Clinical and Genomic-Based Decision Support System to Define the Optimal Timing of Allogeneic Hematopoietic Stem-Cell Transplantation in Patients With Myelodysplastic Syndromes

This study aims to optimize the timing of allogeneic hematopoietic stem-cell transplantation (HSCT) for patients with myelodysplastic syndromes (MDS) using the Molecular International Prognostic Scoring System (IPSS-M), which includes clinical and genomic information. Analyzing a retrospective cohort of 7,118 patients, the study finds that low to moderate-low risk patients benefit from delayed HSCT, while high-risk patients benefit from immediate HSCT. The IPSS-M based strategy significantly changes transplantation timing decisions compared to conventional methods, improving life expectancy. This supports the clinical relevance of incorporating genomic data into HSCT timing decisions for personalized treatment.

Personalized Timing for Allogeneic Stem-Cell Transplantation in Hematologic Neoplasms: A Target Trial Emulation Approach Using Multistate Modeling and Microsimulation

This study develops a framework to optimize the timing of allogeneic hematopoietic stem-cell transplantation (HSCT) for patients with hematologic neoplasms using real-world data. By leveraging multistate modeling and microsimulation on a cohort of 7,118 patients with myelodysplastic syndromes, the analysis identifies optimal timing for HSCT based on individual patient profiles. The methodology provides insights and evidence for clinical decision-making, addressing complex scenarios where randomized trials are not feasible.

Protecting Multiple Sensitive Attributes in Synthetic Micro-data

This paper explores the use of synthetic data as a privacy-preserving measure in data analysis, emphasizing the need to protect sensitive attributes while maintaining data utility. It investigates enhancements to the DataSynthesizer model, using Bayesian Networks to generate synthetic data that safeguards multiple sensitive attributes against inference attacks. The study contributes to the field by analyzing the impact of these techniques on data utility, presented at the 2023 IEEE International Conference on Big Data.
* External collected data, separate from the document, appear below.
PR #1950, opened 2024-07-31
feat(backend): Controllers are allowed

bitdivine:
# Motivation
Some `backend` canister APIs are gated to authorized maintainers.  The list of maintainers is kept in a list of `allowed_users`.  Controllers of this canister are also maintainers and, as discussed with the oisy team, it seems reasonable to consider controllers to be allowed to call these endpoints.

# Changes
* Allow canister controllers to call restricted endpoints.
* Update the pocket-ic setup to set controllers.

# Tests
The `config()` API is has tests that only allowed users can call the API.  I have updated this to check that controllers are able to call `config()`.


src/backend/src/guards.rs
```diff
@@ -11,7 +11,8 @@ pub fn caller_is_not_anonymous() -> Result<(), String> {
 }
 
 pub fn caller_is_allowed() -> Result<(), String> {
-    if read_config(|s| s.allowed_callers.contains(&caller())) {
+    let caller = caller();
+    if read_config(|s| s.allowed_callers.contains(&caller)) || ic_cdk::api::is_controller(&caller) {
```
bitdivine, line 15: This is the main change in this PR.  Controllers are now allowed.

src/backend/tests/it/config.rs
```diff
@@ -25,6 +26,18 @@ fn config_is_available_to_allowed_users_only() {
         update_call::<UserProfile>(&pic_setup, nns_root, "config", ()).is_err(),
         "NNS root should not be able to call config"
     );
```
bitdivine, line 28: Here we check that controllers are able to make a protected API call.  There is an existing check that other users are NOT able to make this API call.

src/backend/tests/it/utils/mock.rs
```diff
@@ -1,6 +1,8 @@
 pub const CALLER: &str = "xzg7k-thc6c-idntg-knmtz-2fbhh-utt3e-snqw6-5xph3-54pbp-7axl5-tae";
 pub const CALLER_ETH_ADDRESS: &str = "0xdd7fec4C49CD2Dd4eaa884D22D92503EabA5A791";
 
+pub const CONTROLLER: &str = "l3lfs-gak7g-xrbil-j4v4h-aztjn-4jyki-wprso-m27h3-ibcl3-2cwuz-oqe";
+
```
bitdivine, line 5: Here, and in the file below, we define the canister controller.

src/backend/tests/it/utils/pocketic.rs
```diff
@@ -63,7 +71,7 @@ pub fn upgrade_with_wasm(
         canister_id.clone(),
         wasm_bytes,
         encode_one(&arg).unwrap(),
-        None,
+        Some(controller()),
```
bitdivine, line 74: Updating the Wasm has to be done by a controller.

src/backend/src/guards.rs
peterpeterparker: NTH: For consistency, just `is_controller` - i.e. using the function at the top (don't know how you call that)

```
use ... etc;
use ic_cdk::caller;
use ic_cdk::api::is_controller;

pub fn caller_is_allowed() -> Result<(), String> {
   let caller = caller();
   
   if read_config(|s| s.allowed_callers.contains(&caller)) || is_controller(&caller) {
```

src/backend/tests/it/config.rs
```diff
@@ -25,6 +26,18 @@ fn config_is_available_to_allowed_users_only() {
...
+    // Try a controller
+    assert_eq!(
+        update_call::<Config>(
+            &pic_setup,
+            Principal::from_text(CONTROLLER)
```
peterpeterparker, line 33: You don't want to reuse the expose `controller()` function of the pocket ic utils here? or on the contrary this particular function should be not public?

peterpeterparker (approved):
LGTM, thanks

src/backend/src/guards.rs
bitdivine: Done

src/backend/tests/it/config.rs
bitdivine: Good catch.  Done.

PR #1952, opened 2024-07-31
feat(frontend): remove FET token

AntonioVentilii-DFINITY:
# Motivation

We were asked to remove the FET token.


peterpeterparker (approved):
Code wise, LGTM. Thx.

~~I wonder if any users have transferred FET to their Oisy Wallet and will end up having their funds stuck there. I guess we will know once it's live.~~

peterpeterparker:
Updated the title of the PR from `refactor(frontend)` to `feat(frontend)!` to reflect the fact that this is breaking change.

AntonioVentilii-DFINITY:
> I wonder if any users have transferred FET to their Oisy Wallet and will end up having their funds stuck there. I guess we will know once it's live.

They can still add the token manually, right?

peterpeterparker:
> They can still add the token manually, right?

RIGHT! Thanks.

Removed the `!` from the title.

PR #1953, opened 2024-07-31
feat(frontend): increase debounce time of load balances

peterpeterparker:
# Motivation

I don't know on mainnet but, at least locally, it seems that bumping the debounce time of the load balances from the default 300ms to 500ms can potentially save up to twice the calls to load the balances. While it is not a super solution nor an awesome engineered solution, it feels like given the current situation it's a pragmatic small improvement worth a shot.

### DIFF
--- a/src/frontend/src/icp-eth/components/core/LoaderBalances.svelte
+++ b/src/frontend/src/icp-eth/components/core/LoaderBalances.svelte
@@ -15,7 +15,7 @@
 		]);
 	};
 
-	const debounceLoad = debounce(load);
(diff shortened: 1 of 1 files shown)


AntonioVentilii-DFINITY (approved):
LGTM, tks!

As a note: is it worth to put a TODO there to revisit it later?

peterpeterparker:
> As a note: is it worth to put a TODO there to revisit it later?

Not sure, feels like it might be one of those todo that remains in code forever ;)

Most important is that we solve the TODOs we opened this morning.

PR #1954, opened 2024-07-31
feat(frontend): include maskable icons

AntonioVentilii-DFINITY:
# Motivation

We add maskable icons that are best practice nowadays for modern Android devices and Google products.

Ref: [MDN docs](https://developer.mozilla.org/en-US/docs/Web/Progressive_web_apps/How_to/Define_app_icons#support_masking).


peterpeterparker (commented):
Are you sure about the transparent background?

I would recommend a plain background to avoid surprises.

AntonioVentilii-DFINITY:
For what is explained around, the background will be automatically taken from the `background_color` prop of the manifest. So theoretically, it needs a transparent background no? or shall we already make it round with the background we want?

peterpeterparker:
Agree with yout but, the documentation also ends with following:

> Finally, give your maskable icon an opaque background color to fill the entire icon area.

This editor - https://progressier.com/maskable-icons-editor - or article -https://intercom.help/progressier/en/articles/6208771-can-a-pwa-icon-have-a-transparent-background - also mention "a solid background"

That's why I'm not sure but, we can try.

peterpeterparker (approved):
LGTM, thanks

AntonioVentilii-DFINITY:
> This editor - https://progressier.com/maskable-icons-editor - or article -https://intercom.help/progressier/en/articles/6208771-can-a-pwa-icon-have-a-transparent-background - also mention "a solid background"

After having read that, if I am not mistaken, we can actually reuse the same exact images for the maskable icons, but just marking them as maskable. I tested it in the website you provided and the icon we have would work for purpose "maskable"

Screenshot 2024-08-02 at 08 49 37

and in this article it says that the default purpose is "any" that allows the icon to be used in any context (maskable, and non-maskable).

@peterpeterparker if you agree, I would close this PR without merging, since it would not add particular difference for now, unless we decide to have different icons for the different purposes.

peterpeterparker:
> if you agree

Not really. In my opinion, the best practice for creating icons is to use square images that are maskable. This means providing icons with a plain background and a square shape, which ensures compatibility across different devices and platforms. Although other formats might work, as you tested, they can be unreliable because we won't be testing on each individual device. Using square, maskable images is a safe and consistent approach which does not require much effort.

Of course, it's your call—this is only my recommendation.

AntonioVentilii-DFINITY:
Talked with Misha (covering Artem) and he said to use the same background of the favicon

Federated learning for causal inference using deep generative disentangled models

In the context of decentralized and privacy-constrained healthcare data settings, we introduce an innovative approach to estimate individual treatment effects (ITE) via federated learning. Emphasizing the critical importance of data privacy in healthcare, especially when drawing on data from various global hospitals, we address challenges arising from data scarcity and specific treatment assignment criteria influenced by the availability of the medication of interest. Our methodology uses federated learning applied to neural network-based generative causal inference models to bridge the gap between decentralized and centralized ITE estimation on a benchmark dataset.
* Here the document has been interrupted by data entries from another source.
PR #1955, opened 2024-07-31
feat(ci): Check that generated bindings are up to date

bitdivine:
# Motivation
There is no check in CI that candid files are up to date.

Secondary (& real!!) motivation: Frustration with `dfx generate` requiring deployment.  Really annoying when trying to iterate an API.  But might as well use the fast command for something useful, now that we have it.

# Changes
-  Added a script that generates candid bindings reasonably quickly &  without local deployment.

# Tests
- Added a test to CI that the bindings are up to date.

### DIFF
--- a/.github/workflows/binding-checks.yml
+++ b/.github/workflows/binding-checks.yml
@@ -40,8 +40,10 @@ jobs:
             ~/.cargo/registry
             ~/.cargo/git
             target
-            !target/wasm32-unknown-unknown/release/backend.wasm
           key: ${{ runner.os }}-cargo-backend-tests-${{ hashFiles('Cargo.lock', 'rust-toolchain.toml') }}
+      - name: Remove the old Wasm to force a rebuild
+        if: steps.backend-wasm-cache.outputs.cache-hit != 'true'
+        run: rm -f target/wasm32-unknown-unknown/release/backend.wasm
       - name: Prepare
         uses: ./.github/actions/prepare
       - name: Install dfx


scripts/did.sh
```diff
@@ -4,9 +4,10 @@ function generate_did() {
   local canister=$1
   canister_root="src/$canister"
```
bitdivine, line 5: Recompile the backend only if the `Wasm` is not there already.

scripts/generate.sh
```diff
@@ -0,0 +1,47 @@
...
+      http*) curl -sSL "$source" >"$destination" ;;
+      *) if test -e "$source"; then cp "$source" "$destination"; else echo "WARNING: $canister_name did file not found at $source"; fi ;;
+      esac
+    done
+}
+
+# Create local .did files
+./scripts/did.sh
+# Download .did files without an explicit url in dfx.json
+./scripts/download.icp.sh
```
peterpeterparker, line 37: We probably don't require download icp, ckbtc and cketh as we do no generate their types. Any particular reason why you download those here?

scripts/generate.sh
```diff
@@ -0,0 +1,47 @@
...
+	be found for a local deployment.  Much faster!
+	EOF
+  exit 0
+}
+
+# Gets all .did files listed in dfx.json.
+#
+# .did files are placed in the local .dfx directory, where the .did files are expected by `dfx generate` and other commands.
+function install_did_files() {
+  jq -r '.canisters | to_entries | .[] | select(.value.candid != null) | "\(.key) \(.value.candid)"' dfx.json |
```
peterpeterparker, line 20: should we add a check that assert if `jq` is installed at the top of the script? "You don't have jq, install jq to execute this script"

.github/workflows/binding-checks.yml
```diff
@@ -0,0 +1,70 @@
...
+          ./cargo-binstall -y --force "cargo-binstall@$BINSTALL_VERSION"
+          rm cargo-binstall
+      - name: Install candid-extractor
+        run: cargo binstall --no-confirm candid-extractor@0.1.4 && candid-extractor --version
+      - name: Generate bindings
+        run: npm run generate
+      - name: Check bindings
+        run: |
+          test -z "$(git status --porcelain)" || {
+                  echo "FIX: Please run npm run generate"
```
peterpeterparker, line 61: An sub-sub-sub-sub-sub-sub-important idea, maybe "Please execute npm run generate" to avoid the content "run npm run"

peterpeterparker (approved):
LGTM, thanks

scripts/generate.sh
bitdivine: Running a blanket `dfx generate`, as in the original `package.json`, will fail if some candid files are missing, like this:
```
Generating type declarations for canister icp_ledger:
Error: Failed while trying to generate type declarations for 'icp_ledger'.
Caused by: Failed while trying to generate type declarations for 'icp_ledger'.
  Candid file: /home/max/dfn/oisy-wallet/branches/check-generate-in-ci/target/ic/icp_ledger.did doesn't exist.
```
I guess one could generate only the canisters for which there are directories in `declarations`, like this:

```
for canister in $(ls src/declarations/) ; do echo "Generating bindings for $canister" ; dfx generate "$canister" ; done
```
Is that what you mean?  I think it's a good idea.  Less files to download => faster execution. :-)

scripts/generate.sh
bitdivine: Yes, can do.  Added to the `--help` and added a check.

.github/workflows/binding-checks.yml
bitdivine: Good idea.  Done.

scripts/generate.sh
peterpeterparker: I did not knew. I think we should just get rid of `dfx generate` and directly use `candid-extractor`.

That's what I do in Juno. e.g. https://github.com/junobuild/juno/blob/main/scripts/did.sh

I can provide a PR to do so once we have merged this PR.

bitdivine:
Merged but happy to revisit if any of the changes were not as imagined.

Sickle cell disease landscape and challenges in the EU: the ERN-EuroBloodNet perspective

Sickle cell disease is a hereditary multiorgan disease that is considered rare in the EU. In 2017, the Rare Diseases Plan was implemented within the EU and 24 European Reference Networks (ERNs) were created, including the ERN on Rare Haematological Diseases (ERN-EuroBloodNet), dedicated to rare haematological diseases. The role of the ERN-EuroBloodNet is to improve the overall approach to and the management of individuals with sickle cell disease in the EU through specific on the pooling of expertise, knowledge, and best practices; the development of training and education programmes; the strategy for systematic gathering and standardisation of clinical data; and its reuse in clinical research.
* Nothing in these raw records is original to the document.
PR #1956, opened 2024-07-31
feat(ci): Shell formatting

bitdivine:
# Motivation
The repo currently lacks a shell formatter.  As sis typical when a formatter is missing this is causing spurious diffs.

# Changes
- Add the shell formatter used in the nns-dapp (and other GIX projects).

# Tests
- CI already runs the top-level format check.


scripts/format.sh.sh
```diff
@@ -0,0 +1,36 @@
+#!/usr/bin/env bash
```
bitdivine, line 1: This is copied verbatim from nns-dapp.

.github/workflows/backend-checks.yml
```diff
@@ -29,6 +29,8 @@ jobs:
             ~/.cargo/git
             target
```
bitdivine, line 30: Most changes are just formatting.  The only other changes are this here and others highlighted with comments below.

scripts/format.sh
```diff
@@ -6,4 +6,5 @@ set -x
 time xargs -P8 -I{} bash -c "{}" <<EOF
```
bitdivine, line 6: Here we format shell scripts by default.

peterpeterparker (approved):
LGTM, thanks

Should we add a new GitHub Actions checks.yml that runs when a modification is applied in docker or scripts? `backend-checks.yml` runs only when a changes is applied to backend related things while most scripts are not necesserely related with the backend, more local development or build scripts. WDYT?

bitdivine:
@peterpeterparker Thanks for the review.  I agree.  A formatting checks are fast so I would even potentially just run the check every time.  KISS :-)

PR #1957, opened 2024-08-01
refactor(ci): Move the formatting check into a separate workflow

bitdivine:
# Motivation
As discussed in #1956, it makes sense to move the formatting check to a separate workflow to ensure that is run on every relevant change, not just when the backend changes.

# Changes
- Move the format check from the backend workflow to a separate workflow.
- Adapt the rules for which file changes cause the workflow to run.
- Use `cargo binstall` to use a pre-compiled `cargo sort` rather than compiling `cargo sort` on every run.

# Tests
See CI

Note that by far the slowest part of the workflow is compiling `cargo sort`.  This can be sped up by using `cargo binstall` instead of `cargo install`.  Done.


.github/workflows/formatting-checks.yml
```diff
@@ -0,0 +1,43 @@
+name: Formatting Checks
```
peterpeterparker, line 1: Should we name it, even if verbose, "Backend & Scripts Formatting Checks" to make obvious it is not meant to format frontend?

peterpeterparker (approved):
LGTM, thx

.github/workflows/formatting-checks.yml
bitdivine: Sure!  Done (well, a slightly shorter version! :slightly_smiling_face:  )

Synthetic Data Generation by Artificial Intelligence to Accelerate Research and Precision Medicine in Hematology

Synthetic data are artificial data generated without including any real patient information by an algorithm trained to learn the characteristics of a real source data set and became widely used to accelerate research in life sciences. In this work researchers apply generative artificial intelligence to build synthetic data in different hematologic neoplasms; develop a synthetic validation framework to assess data fidelity and privacy preservability; and test the capability of synthetic data to accelerate clinical/translational research in hematology.